#### What you need to do
Your task is to find every line in the records that holds the string "import" and copy it.

====== Provided data ======

PR #11, opened 2016-05-04
Show list of XHR request URLs in popup

### LINKED ISSUE #4: Show the list of detected XHR requests in the popup
When interceptor is enabled for a browser tab, all XHR requests should be logged and listed in the popup UI

emilsoman:
Closes #4

### DIFF
--- a/app/background.js
+++ b/app/background.js
@@ -1,7 +1,10 @@
+import MessageService from './message_service'
+
 class BackgroundWorker {
 
   constructor() {
     this.data = {};
+    this.messageService = new MessageService();
   }
 
   startMessageListener() {
@@ -36,6 +39,7 @@ class BackgroundWorker {
       (details) => {
         this.data[tabId].count += 1;
         chrome.browserAction.setBadgeText({text: '' + this.data[tabId].count, tabId: tabId});
+        this.messageService.logRequest(tabId, details);
       },
       {urls: ["<all_urls>"], types: ["xmlhttprequest"], tabId: tabId},
       ["blocking"]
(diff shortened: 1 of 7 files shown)


app/content_script.js
```diff
@@ -0,0 +1,9 @@
+import { requestStore } from './store'
+
+chrome.runtime.onMessage.addListener((request, sender, sendResponse) => {
+  if(request.message == "LOG_REQUEST"){
```
kgrz: is `===` better here?

app/background.js
```diff
@@ -36,6 +39,7 @@ class BackgroundWorker {
       (details) => {
         this.data[tabId].count += 1;
         chrome.browserAction.setBadgeText({text: '' + this.data[tabId].count, tabId: tabId});
```
kgrz: This is not modified in this PR, but interpolation would be better IMO. Babel has support afaik

emilsoman: What I'm doing here is convert an integer into a string using the old trick `'' + integer` . Do you mean to say do this instead? : `` `${integer}` ``

kgrz: yeah, that's what I meant

emilsoman:
Closing this because I thought of a better way to show URLs . See #12 .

======

#### Response below
+import MessageService from './message_service'
+import { requestStore } from './store'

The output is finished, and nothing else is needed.